# Look at this handsome boy!



## deedeeb (Feb 17, 2008)

What a cutie pie! Look at those ears!

Noam


----------



## daisyg (Jun 21, 2007)

OMG....he is so adorable!


----------



## luvmyfurbaby (Feb 11, 2007)

He is adorable.......they sure are playing up the Malt part of him.....he has 1 Malt ear and 1 Westie ear.


----------



## 08chrissy08 (Sep 19, 2008)

Heh, I had people ask if Pixie was a malt westie mix. Now that her ears are down, maybe they will believe me that she isn't!


----------



## jen_hedz (Mar 5, 2008)

QUOTE (LuvMyFurbaby @ Nov 7 2008, 01:24 PM) index.php?act=findpost&pid=665916


> he has 1 Malt ear and 1 Westie ear[/B]


That's exactly what I was thinking :biggrin: He is a cutie!!


----------



## Cosy (Feb 9, 2006)

I think those are hand signals using the ears.

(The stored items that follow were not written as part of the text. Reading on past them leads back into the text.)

PR #96, opened 2022-11-11
fix: raise property change when default calculation rule runs for list

tskimmett:
With the changes to support calculated list properties, the behavior of _defaulted_ list properties changed such that the initial calculation of the list's default value did not trigger change for the list property itself. This behavior is inconsistent with default calculations for non-list properties, which do trigger a change event when they are defaulted for the first time.


Christopher-Masselli (approved):

mattheyan (approved):
LGTM!

PR #104, opened 2022-11-28
feat: 'init' model option

tskimmett:
Introduces a new model extension option called `init`, which is used to control the initialization behavior of a property. The function provided for the `init` option will be used to obtain the value with which to initialize the associated property. The initializer function is called only once, and is not reactive as a rule would be.

### DIFF
--- a/src/calculated-property-rule.ts
+++ b/src/calculated-property-rule.ts
@@ -1,6 +1,6 @@
 import { Rule, RuleInvocationOptions, RuleOptions } from "./rule";
 import { Type } from "./type";
-import { Property, Property$init, Property$pendingInit, PropertyRuleOptions } from "./property";
+import { Property, Property$init, PropertyRuleOptions } from "./property";
 import { Entity } from "./entity";
 import { ObservableArray, updateArray } from "./observable-array";
 import { RuleInvocationType } from "./rule-invocation-type";
@@ -112,15 +112,11 @@ export class CalculatedPropertyRule extends Rule {
 
 			// ensure the initial calculation of the list does not raise change events
 			// defaulting a list property should raise change events
-			if (!this.isDefaultValue && Property$pendingInit(obj, this.property))
+			if (!this.isDefaultValue && !this.property.isInited(obj))
 				Property$init(this.property, obj, newList);
 			else {
 				// compare the new list to the old one to see if changes were made
 				const curList = this.property.value(obj) as ObservableArray<any>;
-
-				// Prevent overwriting the current value with the default value
-				if (this.isDefaultValue && curList.length > 0)
-					return;
 
 				if (newList.length === curList.length) {
 					var noChanges = true;
--- a/src/property.ts
+++ b/src/property.ts
@@ -217,6 +217,37 @@ export class Property implements PropertyPath {
 				this.changed.subscribe(function(e) { options.set.call(this, e.newValue); });
 			}
 
+			// Init
+			if (options.init !== undefined) {
+				let initFn: (this: Entity) => any;
+				if (isPropertyValueFunction<any>(options.init)) {
+					initFn = options.init;
+				}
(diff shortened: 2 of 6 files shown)


src/calculated-property-rule.ts
```diff
@@ -112,16 +112,12 @@ export class CalculatedPropertyRule extends Rule {
 
 			// ensure the initial calculation of the list does not raise change events
 			// defaulting a list property should raise change events
-			if (!this.isDefaultValue && Property$pendingInit(obj, this.property))
+			if (!this.isDefaultValue && !this.property.isInited(obj))
 				Property$init(this.property, obj, newList);
 			else {
 				// compare the new list to the old one to see if changes were made
 				const curList = this.property.value(obj) as ObservableArray<any>;
```
tskimmett, line 120: Removing workaround logic for defaulting of lists

src/property.ts
```diff
@@ -625,6 +647,8 @@ export interface PropertyOptions {
 	/** An optional constant default value, or a function or dependency function object that calculates the default value of this property. */
 	default?: PropertyValueFunction<any> | PropertyValueFunctionAndOptions<any> | Value | Value[];
 
+	init?: PropertyValueFunction<any>;
```
tskimmett, line 650: Allowing functions only for simplicity.

src/property.ts
```diff
@@ -885,12 +909,14 @@ function Property$subArrayEvents(obj: Entity, property: Property, array: Observa
...
-function Property$getInitialValue(property: Property): any {
+function Property$getInitialValue(property: Property, obj: Entity): any {
 	// Constant
 	if (property.isConstant)
 		return typeof property.constant === "function" ? (property.constant = property.constant()) : property.constant;
 
-	var val = property.defaultValue;
+	var val = property.initializer
+		? property.initializer.call(obj)
+		: property.defaultValue;
```
tskimmett, line 919: Highlights the overlap between `default` (as it currently works) and `init`. Idea would be to diverge these such that `default` is used exclusively for _reactively_ updating a property.

src/calculated-property-rule.ts
```diff
@@ -142,7 +142,7 @@ export class CalculatedPropertyRule extends Rule {
 
 			// ensure the initial calculation of the list does not raise change events
 			// defaulting a list property should raise change events
-			if (!this.isDefaultValue && Property$pendingInit(obj, this.property))
+			if (!this.isDefaultValue && !this.property.isInited(obj))
```
tskimmett, line 145: Inconsequential change, just switched from `$pendingInit`.

src/property.ts
```diff
@@ -214,7 +215,28 @@ export class Property implements PropertyPath {
 
 			// Set
 			if (typeof options.set === "function") {
+				const property = this;
 				this.changed.subscribe(function(e) { options.set.call(this, e.newValue); });
```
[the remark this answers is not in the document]
tskimmett: This was prompted by an issue where back reference properties on section items were not set correctly, since the new `init` behavior for sections does not technically "change" the property.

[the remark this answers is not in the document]
tskimmett: Combined the property `changed` subscription with the rule.

mattheyan (approved):

src/property.unit.ts
```diff
@@ -24,4 +24,99 @@ describe("Property", () => {
...
+						init() {
+							return [{ Name: "Skill 1" }, { Name: "Skill 2" }];
+						}
+					}
+				},
+				Skill: { Name: String }
+			});
+			const instance = await model.types.Person.create({ Skills: [] }) as any;
+			expect(instance.serialize().Skills).toMatchObject([]);
+		});
```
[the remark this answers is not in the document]
tskimmett: Agreed. Added.

PR #107, opened 2022-12-07
fix: condition not applied to correct targets involving nested properties

andrewthebare:
Solution for [this bug](https://dev.azure.com/cognitoforms/Cognito%20Forms/_workitems/edit/27500) 
- replace the filter parameter with a check for equality with the last property inside the callback

This issue was that the filter was causing the `each` method to miss nested properties (like for when a calculation should show an error both on itself and on the field featured in the calculation). 

Removing the filter guarantees the callback to create an error is always called with every property, and the added if statement checks to see if the property is the lastProperty so that the error is only created for matching properties

### DIFF
--- a/src/condition-rule.unit.ts
+++ b/src/condition-rule.unit.ts
@@ -36,4 +36,64 @@ describe("ConditionRule", () => {
 		expect(p.meta.conditions).toHaveLength(1);
 		expect(p.meta.conditions[0].condition.message).toBe("Test error message.");
 	});
+
+	test("Nested Property", async () =>{
+		const model = await createModel({
+			Test: {
+				Section: {
+					type: "Section"
+				},
+				Text: {
+					type: String,
+					get: {
+						dependsOn: "Section.Text",
+						function() { return this.Section.Text; }
+					},
+					error: {
+						dependsOn: "Calculation",
+						function: function() {
+							if (this.Calculation !== null)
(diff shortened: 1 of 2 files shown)


tskimmett (changes requested):
I would appreciate a more informative description for this PR, answering questions along the lines of:

- What is the problem with the framework?
- How exactly is the behavior different from before?

src/condition-rule.unit.ts
```diff
@@ -36,4 +36,64 @@ describe("ConditionRule", () => {
...
+		var p = new Test({
+			Section: new Section({ Text: null }),
+			Calculation: new Calc("Test")
+		});
+		expect(p.meta.conditions).toHaveLength(0);
+		p.Section.Text = "x";
+		expect(p.meta.conditions).toHaveLength(2);
+		expect(p.meta.conditions[0].condition.message).toBe("Calculation Error Message");
+		expect(p.meta.conditions[1].condition.message).toBe("Test error message.");
+	});
```
tskimmett, line 98: Knowing how this test fails without the change would also help understand what's going on.

andrewthebare: I added this test to try to simulate the issue causing the [bug found here](https://dev.azure.com/cognitoforms/Cognito%20Forms/_workitems/edit/27500)

tskimmett (approved):

PR #109, opened 2022-12-27
Change property initialization to use update after establishing a default property value

mattheyan:
If properties are accessed and rules run when a property initializer is called (i.e. `init` model option), this can result in a few related problems.
- When there is a 2-way relationship between two types via properties on each type (ex: a child object that has a back-reference to its parent), then creating the child type may trigger an infinite cycle of object creation.
- Property access during initialization can cause an excessive amount of objects to be created, which can negatively impact performance or cause the browser to terminate the script.
- Property access during initialization can cause an object to be in an inconsistent state when it is ultimately introduced into the object graph, and since this is done via property "initialization", no change events will fire that could in theory get the model into a consistent state.

To avoid these problems, the initializer will instead be passed to `update` after the property's default value has been established.

### DIFF
--- a/src/property.ts
+++ b/src/property.ts
@@ -233,10 +233,7 @@ export class Property implements PropertyPath {
 				else
 					throw new Error(`Invalid property 'init' option of type '${getTypeName(options.init)}'.`);
 
-				const property = this;
-				this.initializer = function () {
-					return targetType.model.serializer.deserialize(this, initFn.call(this), property, new InitializationContext(true));
-				};
+				this.initializer = initFn;
 			}
 
 			// Default
@@ -913,26 +910,6 @@ function Property$subArrayEvents(obj: Entity, property: Property, array: Observa
 	});
 }
 
-function Property$getInitialValue(property: Property, obj: Entity): any {
-	// Constant
-	if (property.isConstant)
-		return typeof property.constant === "function" ? (property.constant = property.constant()) : property.constant;
-
-	var val = property.initializer
-		? property.initializer.call(obj)
-		: property.defaultValue;
-
-	if (Array.isArray(val)) {
-		val = ObservableArray.ensureObservable(val as any[]);
-
-		// Override the default toString on arrays so that we get a comma-delimited list
-		// TODO: Implement toString on observable list?
-		// val.toString = Property$_arrayToString.bind(val);
-	}
-
-	return val;
-}
-
 export function Property$init(property: Property, obj: Entity, val: any): void {
 	Property$pendingInit(obj, property, false);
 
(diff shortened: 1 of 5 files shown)


src/property.ts
```diff
@@ -913,26 +910,6 @@ function Property$subArrayEvents(obj: Entity, property: Property, array: Observa
 	});
 }
 
-function Property$getInitialValue(property: Property, obj: Entity): any {
```
mattheyan, line 916: Moved into `Property$init`

src/property.ts
```diff
@@ -233,10 +233,7 @@ export class Property implements PropertyPath {
 				else
 					throw new Error(`Invalid property 'init' option of type '${getTypeName(options.init)}'.`);
 
-				const property = this;
-				this.initializer = function () {
-					return targetType.model.serializer.deserialize(this, initFn.call(this), property, new InitializationContext(true));
-				};
+				this.initializer = initFn;
```
mattheyan, line 236: Store raw initializer function (result will be handled / transformed in `Property$init`)

src/property.ts
```diff
@@ -953,7 +930,37 @@ function Property$ensureInited(property: Property, obj: Entity): void {
...
+			if (property.isConstant)
+				initValue = typeof property.constant === "function" ? (property.constant = property.constant()) : property.constant;
+			else if (property.initializer) {
+				initValue = property.initializer.call(obj);
+				if (isEntityType(property.propertyType)) {
+					initData = initValue;
+					if (property.isList)
+						initValue = [];
+					else
+						initValue = new property.propertyType();
```
mattheyan, line 946: When `init` is used for a reference property, establish the property value (array or new object) prior to using the actual data, since it could cause rules to run which could impact other objects.

src/property.ts
```diff
@@ -953,7 +930,37 @@ function Property$ensureInited(property: Property, obj: Entity): void {
...
+
+				// Override the default toString on arrays so that we get a comma-delimited list
+				// TODO: Implement toString on observable list?
+				// val.toString = Property$_arrayToString.bind(val);
+			}
+
+			Property$init(property, obj, initValue);
+
+			if (initData)
+				obj.update(property.name, initData);
```
mattheyan, line 963: When using the `init` option, after setting the property in the model, call `update` to initialize the object (ex: if the `init` function returned JSON).

src/property.ts
```diff
@@ -913,14 +910,12 @@ function Property$subArrayEvents(obj: Entity, property: Property, array: Observa
...
 
-function Property$getInitialValue(property: Property, obj: Entity): any {
+function Property$getInitialValue(property: Property): any {
 	// Constant
 	if (property.isConstant)
 		return typeof property.constant === "function" ? (property.constant = property.constant()) : property.constant;
 
-	var val = property.initializer
-		? property.initializer.call(obj)
-		: property.defaultValue;
```
mattheyan, line 923: Don't call the initializer when getting the initial (default) value for a property, since a context-aware function could cause object creation, rule execution, etc. which could result in infinite "recursion" in the case of bi-directional relationships between objects and properties. Instead, the property will be given a default value, and then the initializer will be used to set or update the value (in `Property$ensureInited`).

src/property.ts
```diff
@@ -953,7 +948,9 @@ function Property$ensureInited(property: Property, obj: Entity): void {
 
 		// Do not initialize calculated properties. Calculated properties should be initialized using a property get rule.
 		if (!property.isCalculated) {
-			Property$init(property, obj, Property$getInitialValue(property, obj));
+			Property$init(property, obj, Property$getInitialValue(property));
+			if (property.initializer)
+				obj.update(property.name, property.initializer.call(obj));
```
mattheyan, line 953: After initializing the property with its default value, use the initializer function if provided to set or update the property.

tskimmett (approved):

PR #112, opened 2023-01-26
Fix error "Cannot read properties of null (reading 'ready')" when using async resolver and initializers

mattheyan:


test/initialize-with-async-resolver.unit.ts
```diff
@@ -0,0 +1,80 @@
...
+			}));
+		});
+
+		it("can be established via property initializers", async () => {
+			const consoleWarn = jest.spyOn(console, "warn").mockImplementation(() => {});
+			const instance = await model.types.Root.create({
+				"State": "SC",
+				"OuterSection": {}
+			}) as any;
+			expect(consoleWarn).not.toBeCalled();
```
mattheyan, line 75: New test that demonstrates the issue

test/back-references.unit.ts
```diff
@@ -1,88 +1,12 @@
...
-import { Property } from "../src/property";
-import { isEntityType } from "../src/type";
+import { ensureChildProperties } from "./utils";
+import { IgnorePropertyConverter } from "./ignore-property-converter";
+import { InitializeBackReferencesConverter } from "./initialize-back-references-converter";
+import { IdReferencePropertyConverter } from "./id-reference-property-converter";
 
 require("../src/resource-en");
 
-class IgnorePropertyConverter extends PropertyConverter {
```
mattheyan, line 10: Moved this stuff to separate files so that they could be reused across test modules.

src/entity.ts
```diff
@@ -212,19 +212,21 @@ export class Entity {
 			return context.ready.then(markPersistedWhenIdAssigned);
 		}
 
+		const context = this._context;
```
mattheyan, line 215: fix: Capture the context that will be used when the method returns

tskimmett (approved):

Very smart little guy. :smrofl:


----------



## Julie718 (Feb 17, 2006)

Cute, cute little boy! :wub: :wub:


----------



## Gracie's Mommy (Feb 14, 2008)

Oh my gosh, he is absolutely ADORABLE! I love little Noam! :wub: Some lucky parents are waiting somewhere for this precious little guy!


----------



## I found nemo (Feb 23, 2006)

:wub: :wub: I love Westies, he is just beautiful!!
Hope he finds his forever home soon :wub: :wub:


----------



## Kara (Apr 29, 2007)

Oh look at those ears...he is too cute.


----------



## bbry (Feb 17, 2007)

He is awfully cute. Looks like he'd love a kid to play with, I can just see them running around the yard,


----------